Sri Nisargadatta: The Buddhists’ Favorite Hindu

Sri Nisargadatta: The Buddhists’ Favorite Hindu July 25, 2015

nisargadatta

Okay, I can’t really support the assertion that Sri Nisargadatta is in fact the Buddhists’ favorite Hindu. Maybe its Mahatma Gandhi. Or? Don’t really know. But, I do know we like to quote Nisargadatta.

I was just reading a book on the practice of Jhanas, pretty inside Buddhist baseball. And there it was:

Reality is not the result of a process; it is an explosion. It is definitely beyond the mind, but all you can do is to know your mind well. Not that the mind will help you, but by knowing your mind you may avoid your mind disabling you. You have to be very alert, or else your mind will play false with you. It is like watching a thief – not that you expect anything from a thief, but you do not want to be robbed. In the same way you give a lot of attention to the mind without expecting anything from it.

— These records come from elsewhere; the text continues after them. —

PR #6328, opened 2026-08-14
subprocess: use Go standard executable lookup

### LINKED ISSUE #5612: Revisit use of Go's standard library to locate Git executable
In our remediation of the security issues CVE-2020-27955, CVE-2021-21237, and CVE-2022-24826, we addressed a series of problems stemming from the fact that on Windows the Go language's `os/exec` package would search for executable programs in the current working directory before searching other directories specified by the `PATH` environment variable, and so Git LFS could be convinced to run a malicious executable when it attempted to run Git.

As of Go 1.19, the `os/exec` package in the Go standard library will no longer execute programs found in the current working directory, and in fact will report a new `ErrDot` [error](https://github.com/golang/go/blob/dcbe77246922fe7ef41f07df228f47a37803f360/src/os/exec/exec.go#L1296-L1303) if it is passed a file name to execute and Go discovers an executable in the current working directory which matches that file name, as [described](https://github.com/golang/go/blob/dcbe77246922fe7ef41f07df228f47a37803f360/src/os/exec/exec.go#L24-L90) in the code comments.  The full explanation for this change is discussed in an accompanying blog article:

https://go.dev/blog/path-security

Our current approach uses a version of the internal `lookPath()` functions from the `os/exec` package which we  have merged and [imported](https://github.com/git-lfs/git-lfs/blob/2db011fb5e5685e8bf150c5dafa50ecae067462c/subprocess/path.go#L39-L70) and then [call](https://github.com/git-lfs/git-lfs/blob/2db011fb5e5685e8bf150c5dafa50ecae067462c/subprocess/subprocess_windows.go#L13-L15) to set the `Path` member of an `exec.Cmd` structure after we have created it.  This ensures Go will execute the program we have located as opposed to whatever it first locates when the `Cmd` structure is initialized.

However, as noted in PR #5611, as of Go 1.19 if the executable file name matches a file in the current working directory then an `ErrDot` error is thrown regardless of whether we later change the `Path` structure member or not.

Also, the [current](https://github.com/golang/go/blob/1d45a7ef560a76318ed59dfdb178cecd58caf948/src/os/exec/lp_unix.go#L44-L82) [versions](https://github.com/golang/go/blob/1d45a7ef560a76318ed59dfdb178cecd58caf948/src/os/exec/lp_windows.go#L134-L212) of the `lookPath()` function for Unix and Windows have diverged from [older](https://github.com/golang/go/blob/7bb721b9384bdd196befeaed593b185f7f2a5589/src/os/exec/lp_unix.go#L31-L59) [ones](https://github.com/golang/go/blob/7bb721b9384bdd196befeaed593b185f7f2a5589/src/os/exec/lp_windows.go#L54-L94) we originally imported into this project and modified.  This means we are not benefitting from any of the subsequent enhancements or bug fixes in this code since we "forked" it, not just the introduction of the new `ErrDot` checks but any others as well.

We should determine if we are comfortable reverting to use of the `os/exec` package to search for executables, and if so, make that change.  We do, however, want to retain all of our existing tests which validate that Git LFS will not run a Git binary or any other executable if it appears in the current working directory.

/cc #5611

m0g3r:
## Summary

- resolve executable names with `exec.LookPath` before constructing `exec.Cmd`
- remove the stale copied lookup implementation and update the Go-derived license notice
- retain the current-directory executable-hijacking coverage without setting `GODEBUG=execerrdot=0`

This adopts the standard library behavior added in Go 1.19 while preserving the synchronous lookup-error contract and original argument zero.

Fixes #5612.

## Testing

- full configured Go test suite on Go 1.26.6
- `go test ./subprocess` on Go 1.25.13 and Go 1.26.6
- `make -C t t-path.sh` with all three path-security cases passing
- Windows amd64 test-binary cross-compilation on Go 1.25.13 and Go 1.26.6
- SSH, credential, custom-transfer, and happy-path integration suites
- Go vet, goimports, `bash -n`, and `git diff --check`

Windows execution was not available locally, so upstream CI remains the final native-platform verification.

## Assistance

AI assistance was used during implementation and test analysis.


t/t-path.sh
```diff
@@ -33,56 +33,21 @@ begin_test "does not look in current directory for git with credential helper"
...
-  # before trying to execute the program.
-  #
-  # Since we explicitly test Git LFS's avoidance of programs in the current
-  # working directory using the "git-lfs pull" command further below, here
-  # we just want "git add" to succeed, and so for the time being we disable
-  # Go's new security checks for this command only.  We will revisit this
-  # when we address the larger issue of re-adopting Go's own logic for
-  # locating executable programs.
+  # We add our malicious Git to the index before creating any attributes which
+  # select LFS filters, then remove it so it is not found before our key test.
```
chrisd8088: While this comment is correct, it's a bit terse, given the overall complexity of the test.  I'd rather retain the relevant portion of the original comment:

```suggestion
  # We add our malicious Git to the index and then remove it from the
  # work tree so it is not found early, before we perform our key test.
  # Specifically, our "git push" below will run git-lfs, which then runs
  # "git credential", so if we are looking for Git in the current directory
  # first when running a credential helper, we will fail at that point
  # because our malicious Git will be found first.
  #
  # We prefer to check for this behavior during our "git-lfs pull" further
  # below when we are populating LFS objects into a clone of this repo
  # (which contains the malicious Git), so for now we remove the malicious
  # Git as soon as possible.
```

Issue #6131, opened 2025-10-28
Disallow `git lfs checkout` command in bare repositories


chrisd8088:
The `git lfs checkout` command has no purpose when run in a bare repository, and performs no actions in this case, but nevertheless returns a zero exit code, which is intended to indicate that a command has succeeded in its operation.

As of our v3.7.1 release, the `git lfs checkout` command now outputs the warning message "This operation must be run in a work tree" when the command is run in a bare repository.

However, as described in commit 5327ac2dca9b50f044b43d73cc2d3a98240df78f of the v3.7.1 release and the corresponding commit d02bd13f02ef76f6807581cd6b34709069cb3615 in our `main` development branch, the command still returns a zero (i.e., successful) exit code when run in a bare repository.

We made this decision so as to avoid introducing unexpected failures for any users with CI jobs or other scripts which (perhaps inadvertently) invoke `git lfs checkout` in bare repositories and except the command to succeed.

In the future, though, we would prefer for the command to return a non-zero exit code when run in a bare repository, in the same manner as commands such as `git lfs track`.

We could accomplish this change simply by revising the command's implementation to call `setupWorkingCopy()` instead of [calling](https://github.com/git-lfs/git-lfs/blob/main/commands/command_checkout.go#L27) `setupRepository()`, and we could then also remove the subsequent conditional [block](https://github.com/git-lfs/git-lfs/blob/main/commands/command_checkout.go#L23-L36) where we explicitly check if the current repository is bare and return a zero exit code if that is the case.

This issue is therefore our public [notice](https://github.com/git-lfs/git-lfs/blob/main/commands/command_checkout.go#L29-L32) that we expect to make this change with our next major release, where we permit ourselves to break from our usual goal of full backwards compatibility.

Issue #6004, opened 2025-03-04
git lfs pull not working correctly with partial checkout in 3.6.1


tetreaultmarc:
**Describe the bug**
When using partial checkout with `git lfs pull --include`, LFS files are not being downloaded properly in version 3.6.1. Instead, only pointer files are being pulled.

**To Reproduce**
I created [a repo](https://github.com/tetreaultmarc/git-lfs-bug-demo) you can use to reproduce the issue.
Simply run these commands in a new directory with version `3.6.1` (or `3.6.0`).
```
git init .
git remote add origin git@github.com:tetreaultmarc/git-lfs-bug-demo.git
git fetch origin master
git update-ref HEAD $(git rev-parse origin/master)
git checkout $(git rev-parse origin/master) -- test-path
git lfs pull --include test-path
```

**Expected behavior**
The PNG file should be downloaded and replaced with its actual contents (as it works in git-lfs `3.5.1`)

**Actual behavior**
Only the LFS pointer file is pulled, not the actual file contents

**System environment**
git-lfs version `3.6.1`
Previously working in git-lfs `3.5.1`
OS: Windows 11 Pro 10.0.26100 Build 26100
Git version: 2.48.1.windows.1

**Output of `git lfs env`**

Me, I’ve made hay on a couple of occasions with something else he wrote:

Wisdom is knowing I am nothing, love is knowing I am everything, and between the two my life moves.

So who is this guy?

He was born Maruti Shivrampant Kambil in Bombay, India in 1897. His family was poor, although not as poor as one can be in India. His father worked as a servant and then had a small farm. As a young adult he worked briefly in an office, but soon opened a tiny store specializing in selling beedis, a form of cheap cigarette, and eventually expanded to have more than a half dozen stores. He married in 1924, he and his wife Sumatibai had four children.

He began studying with Siddharameshwar Maharaj, a guru in the Shiva Advaita tradition, who startled him with the assertion “you are not what you take yourself to be,” and who then gave him the practice of attending to the sense of “I am” as a mantra. He did. He reports of that time “I simply followed his instruction, which was to focus the mind on pure being, ‘I am,’ and stay in it. I used to sit for hours together, with nothing but the “I am” in my mind and soon the peace and joy and deep all-embracing love became my normal state. In it all disappeared—myself, my guru, the life I lived, the world around me. Only peace remained, and unfathomable silence.”

In my tradition, and I believe his this would be called samadhi, a state of one pointed absorption.

His guru died soon after, they had been together for only two and a half years. He briefly left his family on a spiritual quest, but decided abandoning his family wasn’t right, and decided to return home. It was on that way home that he had his awakening. My brief research didn’t show the circumstances beyond that decision to return home. Still, I find that decision and its proximity to his deepest insights compelling, particularly in the light of the Buddhist founding story.

He didn’t begin actively teaching until after his wife died and his children (one of them had died, as well) grew up. His life as a teacher invites comparisons with classic Zen teachers, with a passionate, sometimes called ruthless approach to teaching, and emphasizing an experience of “sudden awakening.” He had little truck with spiritual tourists.

He died in 1981.

He is best known in the West through a single book, I Am That.

Many, but not all of the quotes that many Buddhists find compelling come from that book.

Here are a few of those quotes.

We are the creators and creatures of each other, causing and bearing each other’s burden.

Another:

A quiet mind is all you need. All else will happen rightly, once your mind is quiet. As the sun on rising makes the world active, so does self-awareness affect changes in the mind. In the light of calm and steady self-awareness, inner energies wake up and work miracles
without any effort on your part.

And one more:

Love is not selective, desire is selective. In love there are no strangers. When the centre of selfishness is no longer, all desires for pleasure and fear of pain cease; one is no longer interested in being happy; beyond happiness there is pure intensity, inexhaustible energy, the ecstasy of giving from a perennial source.

Among the things I like about him, is that his teachings are similar, sometimes shockingly similar to those of my tradition, but at other times not, on occasion even at odds. I’m particularly fascinated by his guru devotion, something I consider dangerous at best, and the stream of bhakti that runs a deep current through his teachings.

Keeps me on my toes, or, even inspires me to kneel before the great mystery, seen as a dancing god.

There are many ways to open the heart mind.

No doubt…

There’s a ton more about him on the web, and on Youtube. Check him out.